Um aspecto interessante deste artista que chamou minha atenção é forma detalhada como trabalha sua arte. Utilizando bastante cores frias e tons pastéis, pois seus cenários são grandiosos demonstrando profundidade (e principalmente nas imagens seus personagens se destacam pelo aspecto emocional).

É lógico que nesta parte devo salientar o texto de Mike W. Barr que consegue nos dar tal densidade voltado pra esses sentimentos. Podemos notar isto nas motivações pessoais de Batman, Talia,  R’as e Qayin que de tão consistentes parecem realmente estarem vivos.

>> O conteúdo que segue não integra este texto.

PR #2755, opened 2026-07-20
fix(concurrency): own the per-entity mutex in create() for 5 state-timeline services

simlarsen:
## Context

Follow-up to #2753 (the Quesada uptime bug). That PR fixed a per-monitor mutex in `MonitorStatusTimelineService`. An adversarial review of it found the **same bug copy-pasted into five sibling state-timeline services**. This PR applies the identical fix to each.

## The bug (two parts, in each of the five services)

1. **Permanent mutex leak.** Each service acquires a per-entity Redis mutex inside `onBeforeCreate`, carries it via `carryForward.mutex`, and releases it only inside `onCreateSuccess`. But `DatabaseService.create()` calls `_onBeforeCreate` **outside** the try block that reaches `onCreateSuccess`/`onCreateError`. So any throw in between — validation, unique-constraint check, permission check, or the INSERT itself — never runs the release. A leaked `redis-semaphore` mutex **never expires** (it self-refreshes for the life of the process), so it permanently freezes every future state-timeline write for that entity until the pod restarts.
2. **Unlocked fallthrough.** The `Semaphore.lock` catch logged and continued **unlocked**, which allows the same duplicate-concurrent-insert race that produces permanently-orphaned `endsAt = NULL` rows (the root cause behind #2753).

Affected services:
- `AlertStateTimelineService`
- `AlertEpisodeStateTimelineService`
- `IncidentStateTimelineService`
- `IncidentEpisodeStateTimelineService`
- `ScheduledMaintenanceStateTimelineService`

## The fix (mirrors #2753 exactly)

- The mutex is now owned by a **`create()` override** with `try/finally` around `super.create()`, so it is released on **every** path.
- Acquisition is **fail-closed**: on acquire failure it `logger.error`s and throws a `ServerException` (a per-service `*_LOCK_ERROR_MESSAGE` constant) instead of writing unlocked.
- All mutex plumbing is removed from `onBeforeCreate` and `onCreateSuccess`. **No other behaviour changes** — the large per-file line counts are almost entirely reindentation from removing the outer `try` wrapper. `git diff -w` shows only the mutex additions/removals (~130 real lines/file vs ~400 raw).
- The two ingest paths that already swallow the same-as-previous `BadDataException` (`MonitorAlert.ts`, `MonitorIncident.ts`) now also **log-and-skip** the lock `ServerException`, so a Redis blip retries on the next evaluation instead of failing the queue job. The episode/maintenance services have no such ingest caller; there the fail-closed error propagates to the (user-initiated) caller, which is the intended safer behaviour.

## Why fail-closed is correct

The old behaviour (fail-open) wrote an unlocked row on lock failure — the exact path that orphaned rows and produced unbounded phantom downtime. Refusing the write is strictly safer: the next evaluation for that entity re-derives and recreates the state change. A lock-acquire failure only happens when Redis is down or contended beyond the acquire timeout — a rare, transient condition where erroring and retrying beats silent corruption.

## Verification
- `Common` and `App` both compile clean (`tsc --noEmit`).
- ESLint clean on all changed files.
- Each of the five service diffs was independently adversarially reviewed (lock released on every path incl. the acquire-failure path; no re-entrancy/self-deadlock across the now-wider lock scope; byte-for-byte logic preservation; correct caller skip semantics) — no defects found.
- No new unit tests: these services have no existing test harness, and the change is a mechanical mirror of the already-reviewed #2753 pattern. (Two adjacent `MonitorAlert` tests can't run in this environment due to a pre-existing `isolated-vm` native-ABI issue, unrelated to this change — confirmed identical failure on clean master.)

## Relationship to #2753
Independent branch off `master`; can merge before or after #2753. No file overlap between the two PRs.

### DIFF
--- a/Common/Server/Services/AlertEpisodeStateTimelineService.ts
+++ b/Common/Server/Services/AlertEpisodeStateTimelineService.ts
@@ -8,6 +8,7 @@ import UserService from "./UserService";
 import SortOrder from "../../Types/BaseDatabase/SortOrder";
 import OneUptimeDate from "../../Types/Date";
 import BadDataException from "../../Types/Exception/BadDataException";
+import ServerException from "../../Types/Exception/ServerException";
 import ObjectID from "../../Types/ObjectID";
 import PositiveNumber from "../../Types/PositiveNumber";
 import AlertState from "../../Models/DatabaseModels/AlertState";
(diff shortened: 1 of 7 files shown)


simlarsen:

|---|---|---|---|---|---|---|
| :white_check_mark: | Open Source Security| 0 | 0 | 0 | 0 | [ 0 issues](https://app.snyk.io/org/oneuptime-RsC2nshvQ2Vnr35jHvMnMP/pr-checks/be333991-00eb-4fcf-85dc-8a3616a2174a?refs=d17ea8347cd75db2f0498878354a9ff9eefd18b5&source=prChecksComment) |

PR #2794, opened 2026-07-22
fix(probe): auto-detect SQL Server ODBC driver instead of hard-coding Driver 18

simlarsen:
## Problem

Outra coisa que também chamou minha atenção foi a capa do uniforme que parece uma extensão do próprio Batman fazendo um complemento de sua personalidade sombria. E por falar em personalidade aqui temos mais um recordatório da origem do Morcegão  com direito a assassinato dos pais, juramento de vingança e a entrada do morcego pela janela.

A única diferença é que o morcego se parece demais com Kirk Langstron, o Morcego-Humano, que altera entre vilão e as vezes aliado do Cruzado de Capa.

Nesta aventura Batman se alia a Ra’s Al Ghul, um dos seus piores inimigos para poder deter Qayin que já havia sido seu  protegido há alguns anos atrás. A esposa de Ra’s morreu devido a obsessão de Qayin pelo Poço de Lázaro.

Por mais estranho que possa parecer além de aliar-se a Ra’s Batman também treina seus soldados ensinando técnicas de combate, casa com a estonteante Talia e ainda consome o ato nupcial transando com sua amada (não é á toa que puseram o gibi numa realidade paralela).

Algo que me deixou muito puto com Mike W. Barr foi justamente a maior felicidade da vida de BW ao saber que Talia estava grávida. Só que ela notou que Bruce renunciaria a tudo pra ser  um pai presente para a criança (era óbvio que queria mudar aquilo que aconteceu com seu passado).

No entanto sua alegria não durou muito, porque pouco tempo depois veio a notícia da ”perda” do seu filho. Este foi um dos raríssimos momentos no qual podemos ver Bruce realmente deixar o fardo de sua vingança de lado e tentar ser uma pessoa comum.

Por mais que negue isso da boca pra fora este é o seu desejo mais íntimo não é a toa que esta edição virou um clássico.

Bom, só pra constar em outra obra marcante do mundo dos gibis, O Reino do Amanhã, o filho de Bruce com Talia chama-se  Ibn al Xu’ffasch, que significa em árabe “filho do morcego”. Ele parece ter um romance com Nighstar, a filha de Dick Grayson com a linda Estelar.

Voltando, O Filho do Dêmonio é uma aventura que evoca o período em que Denny O’Neil e Neal Adams trabalharam com o Morcegão, pois é uma aventura que realça seu lado detetivesco e abriu o precedente de colocar um herdeiro na linhagem da família Wayne. E só por isso torna-se uma leitura imprescindível pra quem gosta do herói.